Q. Why did you think the 1st Circuit denied the requests to let McDonough and DiMasi remain free pending appeal?
A. Judge Wolf is an enormously respected judge, and when he denied bail and set forth the basis for his reasoning in a 40-page opinion, it created a steep uphill challenge in the absence of full briefing, oral arguments and the Court of Appeals having even a significant, much less complete, record. This is a case that fell in the gray, rather than the black and white. With the record and fuller briefing and argument, we have a whole new opportunity to persuade the court that the conviction should be reversed. That is my mission on behalf of Mr. McDonough going forward.



Age: 65
Education: Harvard Law School (1971); University of Wisconsin (1968)
Bar admission: 1972
Professional experience: Sole practitioner, Boston (1996-present); Oteri, Weinberg & Lawson (formerly Oteri & Weinberg), Boston (1975-1996); Crane, Inker & Oteri (1972-1975)

Martin Weinberg on …
His most memorable moment at law school: “Working with Alan Dershowitz, who is now my close friend, on the defense of the Chicago Eight. Alan was deeply involved in trying to protect the lawyers who were involved in contempt hearings brought by a federal judge in Chicago.”

Highlight of his legal career: “Having the privilege to address juries in over a dozen states and stand between charged citizens and their federal government.”

One thing about him that might surprise other people: “I have run 10 marathons.
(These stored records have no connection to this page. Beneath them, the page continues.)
PR #515, opened 2024-12-10
Move `cardano-mempool` to a separate repo.

lehins:
# Description

`cardano-mempool` was renamed to `memory-pool` in order to avoid confusion with an important concept of "mempool" used in consensus. Moreover it is a reusable package and it has no need to be tied to Cardano, so it got moved to a separate [reposity](https://github.com/input-output-hk/memory-pool) and [released to Hackage](https://hackage.haskell.org/package/memory-pool)

This PR is also a final thing that was needed for `cardano-crypto-class/tests` to have a fresh release to CHaP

Nine Boston and one New York. They were all slow but steady. My first was 1990, and my last was 2004.”

Favorite book or film: “My wife and I read classics out loud at night. We just finished George Eliot’s ‘Middlemarch.’ It was an absolute masterpiece.”

What has kept him in the practice of law:
“Every day I wake up and there are new challenges where
the criminal defense lawyer alone gets to vindicate
his own client’s liberty rights and, as a result,
is often able to literally expand the rights of others.”